Stored data
- Opening Delimiter -
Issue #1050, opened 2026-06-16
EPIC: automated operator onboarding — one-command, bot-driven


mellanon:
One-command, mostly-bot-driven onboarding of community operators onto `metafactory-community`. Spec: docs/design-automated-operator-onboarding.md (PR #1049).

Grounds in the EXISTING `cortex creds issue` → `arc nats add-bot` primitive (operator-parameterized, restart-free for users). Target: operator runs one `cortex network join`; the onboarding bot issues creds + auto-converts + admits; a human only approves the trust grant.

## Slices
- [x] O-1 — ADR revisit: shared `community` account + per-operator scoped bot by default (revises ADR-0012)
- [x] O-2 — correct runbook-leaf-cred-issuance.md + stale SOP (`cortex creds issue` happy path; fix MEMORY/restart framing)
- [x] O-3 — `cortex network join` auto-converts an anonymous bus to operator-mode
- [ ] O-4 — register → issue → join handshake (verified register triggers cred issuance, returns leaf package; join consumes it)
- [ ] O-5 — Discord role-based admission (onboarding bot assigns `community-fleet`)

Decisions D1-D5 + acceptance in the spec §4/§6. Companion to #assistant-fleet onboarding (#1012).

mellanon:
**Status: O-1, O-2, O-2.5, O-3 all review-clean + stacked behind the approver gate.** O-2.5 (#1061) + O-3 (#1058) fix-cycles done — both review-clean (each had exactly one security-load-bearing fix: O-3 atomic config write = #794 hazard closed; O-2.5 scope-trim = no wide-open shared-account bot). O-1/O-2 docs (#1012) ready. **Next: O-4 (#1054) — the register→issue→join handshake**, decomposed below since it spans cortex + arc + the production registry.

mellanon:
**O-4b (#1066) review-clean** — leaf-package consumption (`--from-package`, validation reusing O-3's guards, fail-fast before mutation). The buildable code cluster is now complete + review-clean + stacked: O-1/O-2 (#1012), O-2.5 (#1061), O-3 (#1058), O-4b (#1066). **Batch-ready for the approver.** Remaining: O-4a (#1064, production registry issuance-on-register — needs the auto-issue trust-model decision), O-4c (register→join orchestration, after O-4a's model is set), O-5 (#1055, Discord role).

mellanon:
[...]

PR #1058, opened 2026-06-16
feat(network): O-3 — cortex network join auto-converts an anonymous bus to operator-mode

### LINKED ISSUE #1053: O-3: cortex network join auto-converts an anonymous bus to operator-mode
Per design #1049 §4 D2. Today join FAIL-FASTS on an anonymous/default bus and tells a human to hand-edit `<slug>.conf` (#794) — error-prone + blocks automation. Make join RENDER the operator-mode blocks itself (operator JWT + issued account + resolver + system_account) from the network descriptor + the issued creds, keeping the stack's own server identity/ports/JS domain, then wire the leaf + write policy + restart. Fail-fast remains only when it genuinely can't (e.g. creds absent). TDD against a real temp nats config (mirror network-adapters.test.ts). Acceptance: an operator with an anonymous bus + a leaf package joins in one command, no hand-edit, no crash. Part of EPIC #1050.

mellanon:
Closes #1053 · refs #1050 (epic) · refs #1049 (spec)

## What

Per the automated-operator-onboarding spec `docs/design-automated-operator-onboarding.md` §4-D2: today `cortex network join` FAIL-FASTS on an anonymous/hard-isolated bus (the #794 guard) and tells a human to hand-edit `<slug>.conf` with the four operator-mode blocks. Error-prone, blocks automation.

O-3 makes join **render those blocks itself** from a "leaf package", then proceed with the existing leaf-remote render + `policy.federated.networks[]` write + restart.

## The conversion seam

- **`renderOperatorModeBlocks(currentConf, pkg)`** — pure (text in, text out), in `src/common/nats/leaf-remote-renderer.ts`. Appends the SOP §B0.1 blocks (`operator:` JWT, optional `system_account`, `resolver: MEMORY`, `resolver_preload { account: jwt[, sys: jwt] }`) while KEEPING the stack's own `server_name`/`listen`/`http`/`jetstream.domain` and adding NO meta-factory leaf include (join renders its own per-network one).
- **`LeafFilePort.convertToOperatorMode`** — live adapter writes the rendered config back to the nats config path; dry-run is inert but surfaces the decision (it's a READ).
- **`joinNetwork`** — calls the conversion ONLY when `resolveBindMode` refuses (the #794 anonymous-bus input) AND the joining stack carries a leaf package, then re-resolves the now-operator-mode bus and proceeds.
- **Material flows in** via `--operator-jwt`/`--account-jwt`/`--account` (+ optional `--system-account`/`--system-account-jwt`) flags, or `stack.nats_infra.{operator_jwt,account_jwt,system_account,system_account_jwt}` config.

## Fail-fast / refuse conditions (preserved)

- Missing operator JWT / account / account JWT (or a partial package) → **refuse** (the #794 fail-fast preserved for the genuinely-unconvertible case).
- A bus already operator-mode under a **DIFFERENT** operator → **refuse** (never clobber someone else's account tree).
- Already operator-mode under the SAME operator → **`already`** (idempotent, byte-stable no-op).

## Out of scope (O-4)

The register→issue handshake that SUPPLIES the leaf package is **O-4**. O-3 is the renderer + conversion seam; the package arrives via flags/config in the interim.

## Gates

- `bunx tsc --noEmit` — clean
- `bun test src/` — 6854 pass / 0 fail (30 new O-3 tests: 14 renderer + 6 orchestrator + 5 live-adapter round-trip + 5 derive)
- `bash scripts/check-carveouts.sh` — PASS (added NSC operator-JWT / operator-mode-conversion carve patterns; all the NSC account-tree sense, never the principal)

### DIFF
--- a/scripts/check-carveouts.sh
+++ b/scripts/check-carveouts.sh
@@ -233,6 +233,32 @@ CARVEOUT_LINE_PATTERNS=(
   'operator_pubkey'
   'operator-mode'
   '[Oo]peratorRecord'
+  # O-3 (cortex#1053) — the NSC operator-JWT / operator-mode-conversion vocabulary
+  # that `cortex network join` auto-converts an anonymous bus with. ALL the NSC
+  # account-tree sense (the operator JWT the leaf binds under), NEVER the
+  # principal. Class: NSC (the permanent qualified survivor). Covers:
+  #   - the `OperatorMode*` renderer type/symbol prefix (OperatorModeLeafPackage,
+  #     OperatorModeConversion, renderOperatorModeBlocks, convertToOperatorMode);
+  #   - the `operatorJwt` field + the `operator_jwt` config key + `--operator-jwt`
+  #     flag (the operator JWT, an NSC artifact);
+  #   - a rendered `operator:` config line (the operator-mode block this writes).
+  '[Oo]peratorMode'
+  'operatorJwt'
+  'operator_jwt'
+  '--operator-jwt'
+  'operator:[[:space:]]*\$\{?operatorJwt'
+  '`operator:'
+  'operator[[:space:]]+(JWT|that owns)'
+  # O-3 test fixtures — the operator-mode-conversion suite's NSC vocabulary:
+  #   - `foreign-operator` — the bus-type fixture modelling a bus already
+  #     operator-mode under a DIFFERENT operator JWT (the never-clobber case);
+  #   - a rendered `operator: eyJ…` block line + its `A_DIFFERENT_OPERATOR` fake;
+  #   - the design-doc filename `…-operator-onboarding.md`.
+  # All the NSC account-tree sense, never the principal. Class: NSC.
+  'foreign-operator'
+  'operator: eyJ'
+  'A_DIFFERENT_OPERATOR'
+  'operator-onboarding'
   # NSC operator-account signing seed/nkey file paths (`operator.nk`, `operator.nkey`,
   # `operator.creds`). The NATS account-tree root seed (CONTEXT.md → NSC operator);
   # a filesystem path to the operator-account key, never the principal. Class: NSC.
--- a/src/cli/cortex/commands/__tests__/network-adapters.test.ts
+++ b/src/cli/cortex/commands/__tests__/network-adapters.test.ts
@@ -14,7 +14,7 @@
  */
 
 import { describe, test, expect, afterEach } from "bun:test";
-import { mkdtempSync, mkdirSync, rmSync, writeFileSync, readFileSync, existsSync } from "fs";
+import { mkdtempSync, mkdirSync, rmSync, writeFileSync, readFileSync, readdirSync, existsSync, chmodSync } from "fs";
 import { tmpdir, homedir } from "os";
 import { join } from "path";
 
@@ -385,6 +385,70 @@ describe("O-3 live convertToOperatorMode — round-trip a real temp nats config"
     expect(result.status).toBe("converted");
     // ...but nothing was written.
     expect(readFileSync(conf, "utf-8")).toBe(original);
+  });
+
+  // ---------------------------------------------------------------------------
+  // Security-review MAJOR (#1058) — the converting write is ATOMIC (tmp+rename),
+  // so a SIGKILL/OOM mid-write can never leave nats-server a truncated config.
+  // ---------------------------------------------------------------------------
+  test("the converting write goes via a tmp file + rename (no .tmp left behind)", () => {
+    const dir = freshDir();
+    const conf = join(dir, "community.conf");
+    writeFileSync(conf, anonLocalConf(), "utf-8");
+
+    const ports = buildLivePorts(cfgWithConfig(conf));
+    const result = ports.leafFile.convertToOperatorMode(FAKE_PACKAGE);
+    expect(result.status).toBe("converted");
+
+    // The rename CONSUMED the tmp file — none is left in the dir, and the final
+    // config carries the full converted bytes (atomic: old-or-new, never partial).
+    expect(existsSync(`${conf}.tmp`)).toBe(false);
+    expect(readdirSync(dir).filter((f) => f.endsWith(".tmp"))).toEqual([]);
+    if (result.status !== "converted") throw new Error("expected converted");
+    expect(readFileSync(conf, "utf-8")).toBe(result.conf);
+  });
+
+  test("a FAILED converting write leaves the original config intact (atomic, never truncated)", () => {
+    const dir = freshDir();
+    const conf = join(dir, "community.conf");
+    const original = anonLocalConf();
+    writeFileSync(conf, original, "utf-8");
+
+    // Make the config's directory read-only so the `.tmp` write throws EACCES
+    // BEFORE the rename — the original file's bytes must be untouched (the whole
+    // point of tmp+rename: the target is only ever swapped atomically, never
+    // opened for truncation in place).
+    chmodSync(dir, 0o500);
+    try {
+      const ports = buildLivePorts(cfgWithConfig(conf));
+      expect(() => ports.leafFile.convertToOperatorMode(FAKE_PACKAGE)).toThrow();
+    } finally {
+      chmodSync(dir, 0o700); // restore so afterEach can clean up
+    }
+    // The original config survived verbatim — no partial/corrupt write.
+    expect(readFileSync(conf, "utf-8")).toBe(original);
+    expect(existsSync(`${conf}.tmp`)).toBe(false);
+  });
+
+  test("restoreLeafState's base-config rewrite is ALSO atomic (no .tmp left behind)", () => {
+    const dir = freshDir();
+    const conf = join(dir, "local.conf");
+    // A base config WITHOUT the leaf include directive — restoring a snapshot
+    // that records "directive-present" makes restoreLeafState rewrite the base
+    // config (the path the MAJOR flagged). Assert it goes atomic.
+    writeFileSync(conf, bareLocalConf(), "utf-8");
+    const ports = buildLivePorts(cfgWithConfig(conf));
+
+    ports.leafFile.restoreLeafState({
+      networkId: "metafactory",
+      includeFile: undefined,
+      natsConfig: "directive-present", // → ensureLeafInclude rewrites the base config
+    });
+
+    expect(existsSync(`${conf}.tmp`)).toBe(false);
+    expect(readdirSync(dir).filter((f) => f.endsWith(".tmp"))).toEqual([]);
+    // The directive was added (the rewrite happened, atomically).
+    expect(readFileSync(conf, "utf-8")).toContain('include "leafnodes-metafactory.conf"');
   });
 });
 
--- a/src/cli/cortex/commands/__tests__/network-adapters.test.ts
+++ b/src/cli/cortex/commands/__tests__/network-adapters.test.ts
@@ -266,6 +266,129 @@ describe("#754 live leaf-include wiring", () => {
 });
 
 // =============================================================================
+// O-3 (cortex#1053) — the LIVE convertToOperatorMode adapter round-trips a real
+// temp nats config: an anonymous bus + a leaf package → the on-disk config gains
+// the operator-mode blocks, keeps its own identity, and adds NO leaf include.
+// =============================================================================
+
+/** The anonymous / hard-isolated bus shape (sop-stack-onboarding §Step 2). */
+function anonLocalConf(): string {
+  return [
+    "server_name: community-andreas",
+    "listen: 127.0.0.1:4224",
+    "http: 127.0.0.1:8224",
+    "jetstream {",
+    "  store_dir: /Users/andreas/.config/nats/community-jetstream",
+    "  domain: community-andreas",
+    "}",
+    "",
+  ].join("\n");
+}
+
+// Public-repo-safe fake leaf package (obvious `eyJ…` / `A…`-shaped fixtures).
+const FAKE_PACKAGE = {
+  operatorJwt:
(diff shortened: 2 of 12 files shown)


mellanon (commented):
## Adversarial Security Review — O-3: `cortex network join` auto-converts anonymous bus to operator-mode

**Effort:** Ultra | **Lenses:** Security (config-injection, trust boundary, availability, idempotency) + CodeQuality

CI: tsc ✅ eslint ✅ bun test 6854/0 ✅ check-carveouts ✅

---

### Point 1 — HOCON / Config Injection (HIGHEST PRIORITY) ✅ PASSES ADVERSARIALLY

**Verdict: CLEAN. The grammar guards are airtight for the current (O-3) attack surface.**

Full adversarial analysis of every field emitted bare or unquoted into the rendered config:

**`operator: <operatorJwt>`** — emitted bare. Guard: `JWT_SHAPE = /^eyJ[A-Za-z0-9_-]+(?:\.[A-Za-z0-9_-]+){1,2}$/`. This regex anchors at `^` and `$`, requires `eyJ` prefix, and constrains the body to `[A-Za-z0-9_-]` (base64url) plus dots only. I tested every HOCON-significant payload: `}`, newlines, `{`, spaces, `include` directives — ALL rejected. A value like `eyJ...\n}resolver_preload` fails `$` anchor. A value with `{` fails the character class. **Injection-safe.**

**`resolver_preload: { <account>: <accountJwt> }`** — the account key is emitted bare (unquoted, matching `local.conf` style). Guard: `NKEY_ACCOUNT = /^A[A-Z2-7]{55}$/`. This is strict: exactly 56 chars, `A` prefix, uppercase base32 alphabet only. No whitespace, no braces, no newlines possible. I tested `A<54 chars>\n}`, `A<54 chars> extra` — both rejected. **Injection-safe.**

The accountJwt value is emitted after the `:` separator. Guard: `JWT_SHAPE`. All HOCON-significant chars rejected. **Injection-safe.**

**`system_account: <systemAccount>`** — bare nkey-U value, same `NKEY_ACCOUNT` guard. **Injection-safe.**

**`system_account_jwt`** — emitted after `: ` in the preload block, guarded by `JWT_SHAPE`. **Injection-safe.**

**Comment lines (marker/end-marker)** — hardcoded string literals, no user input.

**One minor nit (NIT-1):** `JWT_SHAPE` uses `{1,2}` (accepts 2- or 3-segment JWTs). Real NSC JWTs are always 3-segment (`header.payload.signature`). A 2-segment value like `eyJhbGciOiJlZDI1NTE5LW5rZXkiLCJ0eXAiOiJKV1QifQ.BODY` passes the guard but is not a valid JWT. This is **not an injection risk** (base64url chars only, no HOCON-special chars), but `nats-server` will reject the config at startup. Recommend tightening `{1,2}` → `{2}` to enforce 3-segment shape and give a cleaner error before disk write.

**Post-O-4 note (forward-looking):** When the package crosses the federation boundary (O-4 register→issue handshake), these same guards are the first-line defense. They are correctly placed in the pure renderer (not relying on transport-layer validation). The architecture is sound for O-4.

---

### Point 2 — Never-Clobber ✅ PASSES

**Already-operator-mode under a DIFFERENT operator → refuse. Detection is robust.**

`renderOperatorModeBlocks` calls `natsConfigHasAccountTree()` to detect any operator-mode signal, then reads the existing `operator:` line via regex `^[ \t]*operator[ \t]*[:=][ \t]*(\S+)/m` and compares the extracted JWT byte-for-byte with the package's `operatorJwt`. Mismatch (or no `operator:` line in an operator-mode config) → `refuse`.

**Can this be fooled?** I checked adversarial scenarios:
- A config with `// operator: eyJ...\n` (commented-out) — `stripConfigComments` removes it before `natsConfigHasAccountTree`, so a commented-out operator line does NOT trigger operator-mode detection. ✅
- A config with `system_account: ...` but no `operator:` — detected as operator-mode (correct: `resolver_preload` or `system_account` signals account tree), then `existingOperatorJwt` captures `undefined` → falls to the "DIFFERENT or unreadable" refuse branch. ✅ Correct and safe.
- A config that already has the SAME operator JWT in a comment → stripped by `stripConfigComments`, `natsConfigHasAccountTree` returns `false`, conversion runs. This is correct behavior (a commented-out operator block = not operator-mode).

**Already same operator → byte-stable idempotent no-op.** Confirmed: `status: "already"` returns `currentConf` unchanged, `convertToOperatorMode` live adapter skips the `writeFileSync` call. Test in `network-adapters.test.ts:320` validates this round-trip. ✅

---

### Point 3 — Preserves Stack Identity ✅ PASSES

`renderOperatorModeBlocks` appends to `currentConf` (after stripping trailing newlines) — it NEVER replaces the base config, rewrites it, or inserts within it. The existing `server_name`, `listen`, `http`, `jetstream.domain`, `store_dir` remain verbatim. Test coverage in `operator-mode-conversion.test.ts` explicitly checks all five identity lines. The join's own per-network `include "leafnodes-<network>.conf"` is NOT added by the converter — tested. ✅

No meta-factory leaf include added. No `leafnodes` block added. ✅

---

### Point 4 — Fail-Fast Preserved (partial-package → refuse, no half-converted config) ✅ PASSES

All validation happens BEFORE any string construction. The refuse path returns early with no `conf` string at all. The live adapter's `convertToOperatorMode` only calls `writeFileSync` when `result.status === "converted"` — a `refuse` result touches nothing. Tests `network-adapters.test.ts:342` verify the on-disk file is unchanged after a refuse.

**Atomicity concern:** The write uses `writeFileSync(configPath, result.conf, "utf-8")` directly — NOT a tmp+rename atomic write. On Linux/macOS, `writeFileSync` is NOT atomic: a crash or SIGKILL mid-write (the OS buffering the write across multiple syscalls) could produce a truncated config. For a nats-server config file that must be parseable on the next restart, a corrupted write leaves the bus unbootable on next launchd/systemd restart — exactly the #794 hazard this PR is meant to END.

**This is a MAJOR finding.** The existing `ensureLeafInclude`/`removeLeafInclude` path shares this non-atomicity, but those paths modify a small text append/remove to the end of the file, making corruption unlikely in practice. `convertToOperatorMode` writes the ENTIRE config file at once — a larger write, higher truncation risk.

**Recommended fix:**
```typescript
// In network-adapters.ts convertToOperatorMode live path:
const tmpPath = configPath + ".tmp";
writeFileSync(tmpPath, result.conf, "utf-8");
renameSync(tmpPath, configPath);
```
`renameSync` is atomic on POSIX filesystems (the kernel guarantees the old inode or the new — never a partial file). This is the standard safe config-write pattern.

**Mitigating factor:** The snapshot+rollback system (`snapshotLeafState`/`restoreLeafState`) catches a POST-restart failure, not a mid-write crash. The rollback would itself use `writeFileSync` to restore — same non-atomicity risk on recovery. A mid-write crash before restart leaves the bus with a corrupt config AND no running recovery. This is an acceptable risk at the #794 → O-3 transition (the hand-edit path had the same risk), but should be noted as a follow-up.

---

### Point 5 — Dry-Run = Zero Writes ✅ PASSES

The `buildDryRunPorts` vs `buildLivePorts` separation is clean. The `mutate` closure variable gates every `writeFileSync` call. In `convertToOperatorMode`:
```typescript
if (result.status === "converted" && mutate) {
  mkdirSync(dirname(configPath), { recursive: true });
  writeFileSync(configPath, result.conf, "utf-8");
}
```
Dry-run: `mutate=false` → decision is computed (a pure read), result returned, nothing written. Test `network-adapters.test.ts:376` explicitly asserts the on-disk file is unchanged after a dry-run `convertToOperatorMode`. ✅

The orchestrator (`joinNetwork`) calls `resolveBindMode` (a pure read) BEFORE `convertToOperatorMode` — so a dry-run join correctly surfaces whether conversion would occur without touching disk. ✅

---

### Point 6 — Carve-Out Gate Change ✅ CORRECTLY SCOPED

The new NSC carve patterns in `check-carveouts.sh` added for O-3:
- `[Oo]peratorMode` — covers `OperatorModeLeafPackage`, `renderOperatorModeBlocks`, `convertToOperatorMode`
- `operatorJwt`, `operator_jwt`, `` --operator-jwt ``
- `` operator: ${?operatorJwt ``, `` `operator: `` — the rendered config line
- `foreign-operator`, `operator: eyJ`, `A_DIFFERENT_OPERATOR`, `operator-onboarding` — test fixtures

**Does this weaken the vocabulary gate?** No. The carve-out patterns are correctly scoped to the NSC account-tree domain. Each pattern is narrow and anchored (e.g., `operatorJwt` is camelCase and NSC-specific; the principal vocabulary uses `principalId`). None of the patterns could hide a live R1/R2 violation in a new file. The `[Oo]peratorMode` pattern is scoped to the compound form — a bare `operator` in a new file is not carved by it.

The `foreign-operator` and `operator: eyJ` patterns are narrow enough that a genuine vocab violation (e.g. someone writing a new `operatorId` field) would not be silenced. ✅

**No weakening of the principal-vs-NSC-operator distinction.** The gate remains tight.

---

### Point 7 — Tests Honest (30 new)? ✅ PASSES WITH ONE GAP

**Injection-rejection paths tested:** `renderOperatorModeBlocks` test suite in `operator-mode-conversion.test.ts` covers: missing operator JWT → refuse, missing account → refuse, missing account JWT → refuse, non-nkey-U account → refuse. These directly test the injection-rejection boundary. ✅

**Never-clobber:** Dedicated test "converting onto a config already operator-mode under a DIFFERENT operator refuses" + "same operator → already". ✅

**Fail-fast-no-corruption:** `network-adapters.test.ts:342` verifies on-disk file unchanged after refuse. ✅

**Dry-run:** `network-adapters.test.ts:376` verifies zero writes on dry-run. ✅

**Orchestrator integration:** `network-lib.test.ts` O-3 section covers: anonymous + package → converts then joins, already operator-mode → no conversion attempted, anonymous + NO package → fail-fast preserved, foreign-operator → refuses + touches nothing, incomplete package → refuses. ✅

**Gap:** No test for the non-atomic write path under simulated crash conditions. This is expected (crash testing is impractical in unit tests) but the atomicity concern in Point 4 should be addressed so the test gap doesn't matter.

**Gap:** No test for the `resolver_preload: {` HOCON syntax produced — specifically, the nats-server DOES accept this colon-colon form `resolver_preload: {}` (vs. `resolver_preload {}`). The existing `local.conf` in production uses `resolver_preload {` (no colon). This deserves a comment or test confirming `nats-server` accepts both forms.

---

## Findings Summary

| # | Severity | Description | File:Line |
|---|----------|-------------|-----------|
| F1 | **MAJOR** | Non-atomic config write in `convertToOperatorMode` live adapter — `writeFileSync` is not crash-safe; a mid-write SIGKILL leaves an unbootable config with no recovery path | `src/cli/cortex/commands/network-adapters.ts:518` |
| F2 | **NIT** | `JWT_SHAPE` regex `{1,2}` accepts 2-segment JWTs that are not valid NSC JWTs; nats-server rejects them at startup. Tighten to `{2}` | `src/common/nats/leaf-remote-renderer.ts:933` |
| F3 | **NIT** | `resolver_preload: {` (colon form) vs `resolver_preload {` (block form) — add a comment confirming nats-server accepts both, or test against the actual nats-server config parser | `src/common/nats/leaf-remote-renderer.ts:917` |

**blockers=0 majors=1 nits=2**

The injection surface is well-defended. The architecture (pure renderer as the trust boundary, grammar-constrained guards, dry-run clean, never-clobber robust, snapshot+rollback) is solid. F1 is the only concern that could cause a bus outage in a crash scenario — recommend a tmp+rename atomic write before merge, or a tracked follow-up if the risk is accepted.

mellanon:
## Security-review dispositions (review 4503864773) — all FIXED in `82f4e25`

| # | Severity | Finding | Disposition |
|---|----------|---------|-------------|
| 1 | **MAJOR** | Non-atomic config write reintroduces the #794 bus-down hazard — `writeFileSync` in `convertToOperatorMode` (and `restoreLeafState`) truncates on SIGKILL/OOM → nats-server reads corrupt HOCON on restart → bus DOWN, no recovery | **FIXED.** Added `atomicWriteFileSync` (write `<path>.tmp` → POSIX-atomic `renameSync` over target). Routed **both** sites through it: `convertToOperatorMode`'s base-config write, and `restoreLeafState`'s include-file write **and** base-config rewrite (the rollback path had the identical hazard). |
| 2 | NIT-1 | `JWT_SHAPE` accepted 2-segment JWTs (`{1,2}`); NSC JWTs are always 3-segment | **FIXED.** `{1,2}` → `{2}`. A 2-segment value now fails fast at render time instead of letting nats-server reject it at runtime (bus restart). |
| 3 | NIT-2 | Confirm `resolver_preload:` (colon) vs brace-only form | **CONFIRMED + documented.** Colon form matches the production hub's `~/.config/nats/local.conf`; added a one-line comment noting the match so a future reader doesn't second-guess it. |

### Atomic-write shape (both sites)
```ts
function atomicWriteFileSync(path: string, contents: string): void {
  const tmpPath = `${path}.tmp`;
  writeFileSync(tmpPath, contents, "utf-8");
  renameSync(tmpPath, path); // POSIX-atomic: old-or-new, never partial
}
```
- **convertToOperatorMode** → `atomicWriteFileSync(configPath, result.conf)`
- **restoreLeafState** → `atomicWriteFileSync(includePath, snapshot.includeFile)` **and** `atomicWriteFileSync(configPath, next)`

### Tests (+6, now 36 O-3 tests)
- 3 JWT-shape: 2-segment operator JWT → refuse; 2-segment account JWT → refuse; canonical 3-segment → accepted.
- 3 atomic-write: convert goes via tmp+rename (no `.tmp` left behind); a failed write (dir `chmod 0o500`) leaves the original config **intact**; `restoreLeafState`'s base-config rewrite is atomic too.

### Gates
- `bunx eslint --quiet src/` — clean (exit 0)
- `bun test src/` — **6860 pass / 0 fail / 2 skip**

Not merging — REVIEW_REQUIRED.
- Closing Delimiter -
Scan the entries above and copy each line where "written" occurs.

     // ...but nothing was written.
Dry-run: `mutate=false` → decision is computed (a pure read), result returned, nothing written. Test `network-adapters.test.ts:376` explicitly asserts the on-disk file is unchanged after a dry-run `convertToOperatorMode`. ✅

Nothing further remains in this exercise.